Juvenile Myoclonic Epilepsy Adventure: A Retrospective Study.

Abstract

Background: Juvenile Myoclonic Epilepsy (JME) is one of the most common idiopathic generalized epilepsies, typically emerging during adolescence. Despite its characteristic clinical and EEG features, diagnosis may sometimes be delayed.

Objectives: The aim of this study is to determine the frequency of juvenile myoclonic epilepsy (JME) among generalized epilepsies in children and the issues that should not be overlooked in its clinical course.

Materials and methods: This retrospective cross-sectional study was conducted between 2017 and 2019 at Necmettin Erbakan University Meram Faculty of Medicine, Department of Pediatric Neurology, Electroencephalography (EEG) Unit.

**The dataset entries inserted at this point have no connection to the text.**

PR #9443, opened 2024-10-09
Fix handling of redirects with authentication

### LINKED ISSUE #9436: URLs that infinitely redirect to an authenticated Location will raise a ValueError instead of TooManyRedirects
### Describe the bug

I encountered a URL that seems to always respond with this, even for subsequent authenticated calls:

```http
HTTP/1.1 301 Moved Permanently
Server: nginx/1.18.0 (Ubuntu)
Date: Wed, 09 Oct 2024 07:12:26 GMT
Content-Type: text/html; charset=UTF-8
Connection: keep-alive
X-redirected: 1
Location: http://bourospan@itheka.gr
```

This then leads to a `ValueError` once the redirect is handled, instead of a `TooManyRedirects` error (which is what both Chrome and `requests` throw for this).

### To Reproduce

```python
import aiohttp
import asyncio


async def main():
        await session.get('http://itheka.gr', allow_redirects=True)


if __name__ == "__main__":
    asyncio.run(main())
```

### Expected behavior

It should raise a `TooManyRedirectsError` instead. A `ValueError` gives the impression the user did something wrong, while this is out of their control.

### Logs/tracebacks

```python-traceback
>>> import aiohttp
>>> import asyncio
>>> 
>>> 
>>> async def main():
...     async with aiohttp.ClientSession() as session:
...         await session.get('http://itheka.gr', allow_redirects=True)
... 
>>> 
>>> if __name__ == "__main__":
...     asyncio.run(main())
... 
  File "<stdin>", line 2, in <module>
  File "/opt/homebrew/Cellar/python@3.12/3.12.4/Frameworks/Python.framework/Versions/3.12/lib/python3.12/asyncio/runners.py", line 194, in run
    return runner.run(main)
           ^^^^^^^^^^^^^^^^
  File "/opt/homebrew/Cellar/python@3.12/3.12.4/Frameworks/Python.framework/Versions/3.12/lib/python3.12/asyncio/runners.py", line 118, in run
  File "/opt/homebrew/Cellar/python@3.12/3.12.4/Frameworks/Python.framework/Versions/3.12/lib/python3.12/asyncio/base_events.py", line 687, in run_until_complete
    return future.result()
           ^^^^^^^^^^^^^^^
  File "<stdin>", line 3, in main
  File "/Users/peetersp/Documents/Swan/website-processors/venv/lib/python3.12/site-packages/aiohttp/client.py", line 591, in _request
    raise ValueError(
ValueError: Cannot combine AUTH argument with credentials encoded in URL
```

### Python Version

```console
$ python --version
Python 3.12.4
```

### aiohttp Version

```console
$ python -m pip show aiohttp
Name: aiohttp
Version: 3.10.9
Author: 
Author-email: 
License: Apache 2
Location: /Users/peetersp/Documents/Swan/website-processors/venv/lib/python3.12/site-packages
Required-by:
```

### multidict Version

```console
Name: multidict
Version: 6.1.0
Author: Andrew Svetlov
License: Apache 2
Location: /Users/peetersp/Documents/Swan/website-processors/venv/lib/python3.12/site-packages
Requires: 
Required-by: aiohttp, yarl
```

### propcache Version

```console
WARNING: Package(s) not found: propcache
```

### yarl Version

```console
$ python -m pip show yarl
Name: yarl
Version: 1.12.1
Author: Andrew Svetlov
License: Apache-2.0
Location: /Users/peetersp/Documents/Swan/website-processors/venv/lib/python3.12/site-packages
Requires: idna, multidict
Required-by: aiohttp
```

### OS

Ubuntu, macOS

### Related component

Client

### Additional context

The root cause lies here:

https://github.com/aio-libs/aiohttp/blob/c4a3f276fab31b188c3fa27baa5aa1c5652ef516/aiohttp/client.py#L558-L562

I believe this could be fixed in one of two ways:

1. Checking whether `auth` and `auth_from_url` are different before raising
2. Only checking this for the initial URL and skipping the check for redirects

Option 2 is probably best, as the problem at hand is that URL-based auth can be out of the user's control, so it should only raise a `ValueError` if it is indeed the user that made a mistake, which can only really be the case for the initial URL in the redirect chain.

I'll happily PR this once I get the go-ahead for the method to use.

### Code of Conduct

PLPeeters:
## What do these changes do?

They make the client ignore auth clashes that are solely due to redirects, in addition to having redirect authentication take precedence over previously set authentication.

Users will no longer get a `ValueError` if a website suddenly includes multiple authenticated URLs in its redirect chain (see #9436 for an example).

While writing the test, I also wondered what should happen if we already have authentication set and get new authentication in a redirect URL. Mimicking what Chrome seems to be doing in this case, I opted to supersede the auth with that of the redirect. We can of course discuss this and tweak it if needed. I'm also on the fence on whether this warrants a separate PR, so I bundled it for now.

Probably not.

## Related issue number

Fixes #9436

## Checklist

    number after creating the PR
      pre-agreed expectations.
      changes in behavior.
      process.
      runtime assumptions.
      environment.
      categories.
    for example:
    ```rst
    ```

    of this project.

### DIFF
--- a/CHANGES/9436.bugfix.rst
+++ b/CHANGES/9436.bugfix.rst
@@ -1,0 +1,1 @@
+Authentication provided by a redirect now takes precedence over provided ``auth`` when making requests with the client -- by :user:`PLPeeters`.
--- a/aiohttp/client.py
+++ b/aiohttp/client.py
@@ -569,7 +569,9 @@ class ClientSession:
                             "credentials encoded in URL"
                         )
 
-                    if auth is None:
+                    # Override the auth with the one from the URL only if we
+                    # have no auth, or if we got an auth from a redirect URL
+                    if auth is None or (history and auth_from_url is not None):
                         auth = auth_from_url
 
                     if (
--- a/aiohttp/client.py
+++ b/aiohttp/client.py
@@ -472,7 +472,7 @@ class ClientSession:
             data = payload.JsonPayload(json, dumps=self._json_serialize)
 
         redirects = 0
-        history = []
+        history: List[ClientResponse] = []
         version = self._version
         params = params or {}
 
@@ -560,7 +560,10 @@ class ClientSession:
                             else InvalidUrlClientError
                         )
                         raise err_exc_cls(url)
-                    if auth and auth_from_url:
+                    # If `auth` was passed for an already authenticated URL,
+                    # disallow only if this is the initial URL; this is to avoid issues
+                    # with sketchy redirects that are not the caller's responsibility
+                    if not history and (auth and auth_from_url):
                         raise ValueError(
                             "Cannot combine AUTH argument with "
                             "credentials encoded in URL"
--- a/tests/test_client_functional.py
+++ b/tests/test_client_functional.py
@@ -2930,6 +2930,7 @@ async def test_creds_in_auth_and_url() -> None:
 async def test_creds_in_auth_and_redirect_url(
     create_server_for_url_and_handler: Callable[[URL, Handler], Awaitable[TestServer]],
 ) -> None:
+    """Verify that credentials in redirect URLs can and do override any previous credentials."""
     url_from = URL("http://example.com")
     url_to = URL("http://user@example.com")
     redirected = False
@@ -2983,6 +2984,9 @@ async def test_creds_in_auth_and_redirect_url(
         assert len(resp.history) == 1
         assert str(resp.url) == "http://example.com"
         assert resp.status == 200
+        assert (
+            resp.request_info.headers.get("authorization") == "Basic dXNlcjo="
+        ), "Expected redirect credentials to take precedence over provided auth"
 
 
 @pytest.fixture
--- a/tests/test_client_functional.py
+++ b/tests/test_client_functional.py
@@ -2927,6 +2927,64 @@ async def test_creds_in_auth_and_url() -> None:
         await session.close()
 
 
+async def test_creds_in_auth_and_redirect_url(
+    create_server_for_url_and_handler: Callable[[URL, Handler], Awaitable[TestServer]],
+) -> None:
+    url_from = URL("http://example.com")
+    url_to = URL("http://user@example.com")
+    redirected = False
+
+    async def srv(request: web.Request) -> web.Response:
+        nonlocal redirected
+
+        assert request.host == url_from.host
+
+        if not redirected:
+            redirected = True
+            raise web.HTTPMovedPermanently(url_to)
+
+        return web.Response()
+
+    server = await create_server_for_url_and_handler(url_from, srv)
+
+    etc_hosts = {
+        (url_from.host, 80): server,
+    }
+
+    class FakeResolver(AbstractResolver):
+        async def resolve(
+            self,
+            host: str,
+            port: int = 0,
+            family: socket.AddressFamily = socket.AF_INET,
+        ) -> List[ResolveResult]:
+            server = etc_hosts[(host, port)]
+            assert server.port is not None
+
+            return [
+                {
+                    "hostname": host,
+                    "host": server.host,
+                    "port": server.port,
+                    "family": socket.AF_INET,
+                    "proto": 0,
+                    "flags": socket.AI_NUMERICHOST,
+                }
+            ]
+
+        async def close(self) -> None:
+            """Dummy"""
+
+    connector = aiohttp.TCPConnector(resolver=FakeResolver(), ssl=False)
+
+    async with aiohttp.ClientSession(connector=connector) as client, client.get(
+        url_from, auth=aiohttp.BasicAuth("user", "pass")
+    ) as resp:
+        assert len(resp.history) == 1
+        assert str(resp.url) == "http://example.com"
+        assert resp.status == 200
+
+
 @pytest.fixture
 def create_server_for_url_and_handler(
     aiohttp_server: AiohttpServer, tls_certificate_authority: trustme.CA
--- a/docs/client_advanced.rst
+++ b/docs/client_advanced.rst
@@ -67,6 +67,13 @@ argument. An instance of :class:`BasicAuth` can be passed in like this::
     async with ClientSession(auth=auth) as session:
         ...
 
+Note that if the request is redirected and the redirect URL contains
+credentials, those credentials will supersede any previously set credentials.
+In other words, if ``http://user@example.com`` redirects to
+``http://other_user@example.com``, the second request will be authenticated
+as ``other_user``. Providing both the ``auth`` parameter and authentication in
+the *initial* URL will result in a :exc:`ValueError`.
+
 For other authentication flows, the ``Authorization`` header can be set
 directly::
 


aiohttp/client.py
```diff
@@ -555,13 +555,18 @@ async def _request(
                             else InvalidUrlClientError
                         )
                         raise err_exc_cls(url)
-                    if auth and auth_from_url:
+                    # If `auth` was passed for an already authenticated URL,
+                    # disallow only if this is the initial URL; this is to avoid issues
+                    # with sketchy redirects that are not the caller's responsibility
+                    if not history and (auth and auth_from_url):
```
Dreamsorcerer, line 566: Doesn't it make sense to just move this before the loop? Then save doing this check on redirects/retries completely.

aiohttp/client.py
```diff
@@ -555,13 +555,18 @@ async def _request(
...
                         raise ValueError(
                             "Cannot combine AUTH argument with "
                             "credentials encoded in URL"
                         )
 
-                    if auth is None:
+                    # Override the auth with the one from the URL only if we
+                    # have no auth, or if we got an auth from a redirect URL
+                    if auth is None or (history and auth_from_url is not None):
```
Dreamsorcerer, line 574: I wonder about this part. This can get us into some inconsistent situations, if we do specify auth and the URL doesn't, then we're going to send the auth, which could then be rejected by the new server. I feel this could potentially be a security leak too if we end up sending the credentials to another server.

So, I'm wondering if we should throw away the auth on redirects completely...

aiohttp/client.py
PLPeeters: In principle it could, but `auth_from_url` is fetched in the loop which is why the check is there as well, otherwise we would end up with code duplication.

aiohttp/client.py
PLPeeters: I do agree, but isn't that what the current implementation is already doing? This change merely makes sure that any authentication in a redirect URL is properly taken into account, which cannot leak the input auth. It could leak the auth from a redirect further down the redirect chain however, but if I'm understanding this right that is a side-effect of the current auth handling and not this proposed change directly.

bdraco: If the server is compromised in some way and redirecting the auth to another server to capture credentials this is already a problem, and probably a bit moot, since if the server is compromised they could likely already steal the credentials and there isn't much point in redirecting them somewhere else.

CHANGES/9436.bugfix.rst
```diff
@@ -0,0 +1 @@
+Ignore client auth clashes caused by redirects and make redirect URL auth take precedence over input auth -- by :user:`PLPeeters`.
```
bdraco:
```suggestion
Authentication provided by a redirect now takes precedence over provided ``auth`` when making requests with the client -- by :user:`PLPeeters`.
```

aiohttp/client.py
bdraco, line 574: mypy is going to need to have `history` typed now since its used in Py_IsTrue

Dreamsorcerer: I guess I was thinking more that the server has some kind of blanket redirect, and maybe the user put auth credentials in the wrong request or something. If you don't think it's a problem, then we'll keep it like this.

webknjaz: > If the server is compromised in some way and redirecting the auth to another server to capture credentials this is already a problem, and probably a bit moot, since if the server is compromised they could likely already steal the credentials and there isn't much point in redirecting them somewhere else.

Yes, however, it might not be compromised fully. It might have some open redirect vulnerability unfixed. And in this case, the attackers wouldn't be able to steal the creds directly, but only by exploiting said redirect..

tests/test_client_functional.py
```diff
@@ -2927,6 +2927,113 @@ async def test_creds_in_auth_and_url() -> None:
...
+        async def close(self) -> None:
+            """Dummy"""
+
+    connector = aiohttp.TCPConnector(resolver=FakeResolver(), ssl=False)
+
+    async with aiohttp.ClientSession(connector=connector) as client:
+        resp = await client.get(url_from, auth=aiohttp.BasicAuth("user", "pass"))
+        assert len(resp.history) == 1
+        assert str(resp.url) == "http://example.com"
+        assert resp.status == 200
```
webknjaz: Would this work outside the CM?
```suggestion

    assert len(resp.history) == 1
    assert str(resp.url) == "http://example.com"
    assert resp.status == 200
```

tests/test_client_functional.py
```diff
@@ -2927,6 +2927,113 @@ async def test_creds_in_auth_and_url() -> None:
...
+            """Dummy"""
+
+    connector = aiohttp.TCPConnector(resolver=FakeResolver(), ssl=False)
+
+    async with aiohttp.ClientSession(connector=connector) as client:
+        resp = await client.get(url_from, auth=aiohttp.BasicAuth("user", "pass"))
+        assert len(resp.history) == 1
+        assert str(resp.url) == "http://example.com"
+        assert resp.request_info.headers.get("authorization") == "Basic dXNlcjo="
+        assert resp.status == 200
```
webknjaz: (same here)
```suggestion

    assert len(resp.history) == 1
    assert str(resp.url) == "http://example.com"
    assert resp.request_info.headers.get("authorization") == "Basic dXNlcjo="
    assert resp.status == 200
```

tests/test_client_functional.py
```diff
@@ -2927,6 +2927,113 @@ async def test_creds_in_auth_and_url() -> None:
...
+                }
+            ]
+
+        async def close(self) -> None:
+            """Dummy"""
+
+    connector = aiohttp.TCPConnector(resolver=FakeResolver(), ssl=False)
+
+    async with aiohttp.ClientSession(connector=connector) as client:
+        resp = await client.get(url_from, auth=aiohttp.BasicAuth("user", "pass"))
```
webknjaz: Looking into this, I'd say that it should also be done through a CM or release the response object explicitly…

tests/test_client_functional.py
```diff
@@ -2927,6 +2927,115 @@ async def test_creds_in_auth_and_url() -> None:
...
+
+    assert len(resp.history) == 1
+    assert str(resp.url) == "http://example.com"
+    assert resp.status == 200
+
+
+async def test_creds_redirect_url_creds_precedence(
```
webknjaz: Seeing that these two functions are almost identical, may I suggest using `@pytest.mark.parametrize` instead of keeping almost duplicates in the code?

tests/test_client_functional.py
PLPeeters: Totally fair! Note that a lot of tests are currently doing this, so it might be a good thing to do a test fix round at some point.

tests/test_client_functional.py
PLPeeters: Ah, that's my non-familiarity with PyTest showing up. I'll look into it!

tests/test_client_functional.py
```diff
@@ -2927,6 +2927,73 @@ async def test_creds_in_auth_and_url() -> None:
...
+    url_to = URL("http://user@example.com")
+    redirected = False
+
+    async def srv(request: web.Request) -> web.Response:
+        nonlocal redirected
+
+        assert request.host == url_from.host
+
+        if not redirected:
+            redirected = True
```
PLPeeters, line 2944: @webknjaz Changed this as well when updating the test so the precedence test is able to fail separately if the precedence fix is undone, otherwise both tests just end up raising TooManyRequests due to the artificial infinite redirect, which is suboptimal.

tests/test_client_functional.py
```diff
@@ -2927,6 +2927,73 @@ async def test_creds_in_auth_and_url() -> None:
         await session.close()
 
 
+@pytest.mark.parametrize(
+    ["check_redirect_auth_precedence"],
+    ([False], [True]),
+    ids=("redirect auth clash allowed", "redirect auth precedence"),
```
webknjaz: For a single param, you don't need to nest names or values. Additionally, it's best to use kebab-case in test IDs since these are often copied and pasted in terminal to run just one of the tests. And it's better to make test IDs short as they augment the test name, not replace it. It's not very clear what the variants are, I've taken a stub at trying to come up with new IDs:
```suggestion
    "check_redirect_auth_precedence",
    (False, True),
    ids=("clash-allowed", "precedence-enforced"),
```

tests/test_client_functional.py
```diff
@@ -2927,6 +2927,73 @@ async def test_creds_in_auth_and_url() -> None:
...
+
+    async with aiohttp.ClientSession(connector=connector) as client, client.get(
+        url_from, auth=aiohttp.BasicAuth("user", "pass")
+    ) as resp:
+        assert len(resp.history) == 1
+        assert str(resp.url) == "http://example.com"
+        assert resp.status == 200
+
+        if check_redirect_auth_precedence:
+            assert resp.request_info.headers.get("authorization") == "Basic dXNlcjo="
```
webknjaz: This should probably have an `else` branch with the opposite assertion.

tests/test_client_functional.py
```diff
@@ -2927,6 +2927,73 @@ async def test_creds_in_auth_and_url() -> None:
...
 
 
+@pytest.mark.parametrize(
+    ["check_redirect_auth_precedence"],
+    ([False], [True]),
+    ids=("redirect auth clash allowed", "redirect auth precedence"),
+)
+async def test_creds_in_auth_and_redirect_url(
+    create_server_for_url_and_handler: Callable[[URL, Handler], Awaitable[TestServer]],
+    check_redirect_auth_precedence: bool,
```
webknjaz: I see that this argument is only used for optional assertion, so I assume what the behavior of both test variants is exactly the same. I'd expect some configuration difference between them..

PLPeeters: The (maybe wrong) rationale behind it is that you can break this test in 2 ways: you can either break the part that allows the clash on redirect, which will break both variants, or break the part that overrides the auth, which will only break the second variant. I figured this would make it easier to pinpoint the issue if someone breaks this somewhere down the line. Is there a better way to achieve that?

webknjaz: The tests should usually orchestrate for things they rely on to happen so that they check them. Are you saying it's somehow random?

PLPeeters: Not at all. I'm saying that if someone breaks this behaviour

https://github.com/aio-libs/aiohttp/blob/549279a36a815468a828a98c3375c1f7b2949285/aiohttp/client.py#L560-L563

the clash-allowed and precedence-enforced test variants will both fail. And if someone breaks this behaviour

https://github.com/aio-libs/aiohttp/blob/549279a36a815468a828a98c3375c1f7b2949285/aiohttp/client.py#L569-L571

only the precedence-enforced variant will fail. Nothing random about it :)

We _could_ test for both in one go and remove the parametrization altogether, but splitting the test allows for easier debugging if someone breaks one or both of these behaviours down the line. But again, maybe there's a better way to do this that I'm missing?

webknjaz: Ah, I see. I'm not sure if there's a better way, but such unobvious cases always require a code comment explaining these decisions. Otherwise, someone may just refactor this test to drop the parametrization and the if-block because it looks silly :man_shrugging:

PLPeeters: Very good point, I'll add that in tomorrow with rest of the suggested fixes!

tests/test_client_functional.py
PLPeeters: I suppose this `else` branch doesn't make sense anymore in light of our discussion below?

webknjaz: I'm not entirely sure. I'd like to hear what @Dreamsorcerer and @bdraco have to say.

tests/test_client_functional.py
PLPeeters: It appears you do need nesting even for a single param. If I don't nest I get

```
ERROR tests/test_client_functional.py - TypeError: object of type 'bool' has no len()
```

The rest is fixed as suggested :)

webknjaz: No, nesting is not necessary. You should've accepted the patch from the GH UI. I've suggested the correct change that updates several lines and your error implies that you only copied it partially. In general, it's recommended to commit code suggestions via GH and then pull them locally, if necessary.

PLPeeters: Ugh, my bad. Fixed.

tests/test_client_functional.py
Dreamsorcerer: Wouldn't this always be true? Seems to me like the parametrize is just deciding whether to check this or not. In which case, wouldn't it make more sense to just add a comment on this assert explaining the likely cause, rather than running the test twice with parametrize?

PLPeeters: That's a good point actually, I'll do that instead.

PLPeeters:
@webknjaz Is anything still required on my end to get this merged?

webknjaz (approved):
> Is anything still required on my end to get this merged?

All's good on my side. It'd be nice to have a docstring in the test function, but that's minor. I'll let somebody else merge, though.

bdraco:
That proxy test is flakey.  I restarted the CI.  I'm just about to walk out the door though so will check it when I get back home

bdraco:
If everything passes, I'll throw it on production and make sure there aren't any unexpected side effects as soon as I have some spare cycles

bdraco:
Testing this now

bdraco:
note for the future `docs/client_advanced.rst` has a conflict on backport.

bdraco (approved):
No unexpected side effects observed, however production has very limited use of auth, but enough that I feel comfortable it won't break most use cases.

bdraco:
Thanks @PLPeeters

bdraco:
https://github.com/aio-libs/aiohttp/pull/9570

bdraco:
https://github.com/aio-libs/aiohttp/pull/9571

A total of 300 patients with generalized epilepsy were studied. A total of 3600 EEG recordings were evaluated in detail by the same pediatric neurologist.

Results: JME was detected in 8% of the patients; 80% of the patients were female, 20% were male, median age was 15 years (6-17 years), 44% of the patients had a family history of seizures, and 68% had parental consanguinity. Late diagnosis was observed in 4% of JME patients. The most common myoclonic seizures in both groups consisted of eyelid twitching, continuous hand tremor, and accidental dropping of an object in the hand. The mean time from first seizure to correct diagnosis was 2 years (1-6 years).

Conclusions: This study demonstrates that in patients with undiagnosed generalized epilepsy in childhood, seizure characteristics should be assessed through a thorough review of their medical history and careful monitoring during clinical follow-up to accurately determine the true incidence of JME.